This Python script automates the process of updating one or multiple documents in Transkribus by exchanging their PageXML files. It interacts with the Transkribus REST-API to log in, retrieve documents, and update the XML content of specific pages within a collection.
- Login to Transkribus: Authenticates using your Transkribus credentials to obtain a session ID.
- Fetch Full Document Metadata: Retrieves the full metadata for a document from Transkribus.
- Update Page XML: Updates individual PageXML files for each page in a document, allowing batch updates for multiple pages.

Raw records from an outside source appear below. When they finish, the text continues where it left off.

PR #16065, opened 2024-01-29
We should add Fuel as <externalProject>

### LINKED ISSUE #16064: We should add Fuel as <externalProject>
The class BaselineOfPharo lists all external projects - we shoul list Fuel there as well (so it appears in Iceberg list)

astares:
Fix #16064

### DIFF
--- a/src/BaselineOfPharo/BaselineOfPharo.class.st
+++ b/src/BaselineOfPharo/BaselineOfPharo.class.st
@@ -70,6 +70,23 @@ BaselineOfPharo class >> externalProjects [
 ]
 
 { #category : 'accessing - external projects' }
+BaselineOfPharo class >> fuel [
+	<externalProject>
+	
+	^ PharoExternalProject 
+		newName: 'Fuel' 
+		owner: 'theseion' 
+		project: 'Fuel' 
+		version: 'Pharo12'
+]
+
+{ #category : 'repository urls' }
+BaselineOfPharo class >> fuelRepository [
+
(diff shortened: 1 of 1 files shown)


jecisc:
I'm not sure if this is for the projects that exists outside ou if it's for the projects that are loaded in Pharo from outside. And Fuel is copied in Pharo currently and not loaded from outside.

I'm waiting for a review from someone with more knowledge on this before doing anything

astares:
I just wanted to make it visible (thought we use the Pharo12 branch of Fuel)

Unfortunately situation is not the best, and confusing:
- some code is copied/forked
- some projects we use based on a "Pharo12" branch into image build
- for others we create tagged releases that get included (and that require tagging inbetween)
- some code we load via a menu to extend the image
- some old projects on GH are left giving the impression of things are abondened

Do we want/need to check each class/method we change separately on how it gets into the image?

Back in 2008 a strange setup of Squeak release management lead to Pharo as a fork.

astares:
@jecisc yes - Fuel code is copied into Pharo repo and seems synched from time to time. 
Maybe it is more easy to handle that way for Bootstrap process - I do not know the real reason.

Yesterday I contributed https://github.com/theseion/Fuel/pull/292 and wondered why it was not listed as external package.
Now today I was reminded again that it was copied, so now I did the same change in https://github.com/pharo-project/pharo/pull/16071

Anyhow: as we do not require a <externalButCopiedAndSometimesSynchedBackProject> pragma I guess we can just close this one here. But situation is still confusing and not optimal.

- Batch Processing: Loops through documents in a directory and updates the corresponding PageXML files based on metadata and document IDs.
- Python 3.x
- requests library
You can install the required libraries using:
pip install requests
Clone the repository:
git clone https://github.com/cconzen/TranskribusUpdatePageXML.git
Open the script and update the following placeholders with your actual Transkribus account details and document information:
- collection_id: The ID of the collection in Transkribus.
- doc_id: The document ID (if updating only one document).
- username: Your Transkribus account email.
- password: Your Transkribus account password.
- status: The status the document should be after you updated the XML (default: IN_PROGRESS).
Update the base_dir variable to point to the base directory where your XML and metadata files are stored locally.
Use the following command to execute the script:
python transkribus_updater.py
The script will log in to Transkribus, fetch the document metadata, and update the corresponding PageXML files for each page based on the content of your local XML files.
login_transkribus()
Logs into the Transkribus API and retrieves a session ID.
get_full_document()
Fetches the full metadata of a document using the document ID.
load_xml()
Loads the content of a local XML file from a given path.
update_page_xml()
Updates the XML content of a specific page in Transkribus.
batch_update_document_xmls()
Batch processes all documents in the specified base directory, updating the PageXML for each page.
Make sure your base directory follows this structure for the script to work properly:
/BASE_DIR/
/Document_1/
metadata.xml
/page/
Page_1.xml
Page_2.xml
/Document_2/
metadata.xml
/page/
Page_1.xml
Page_2.xml
This project is licensed under the MIT License.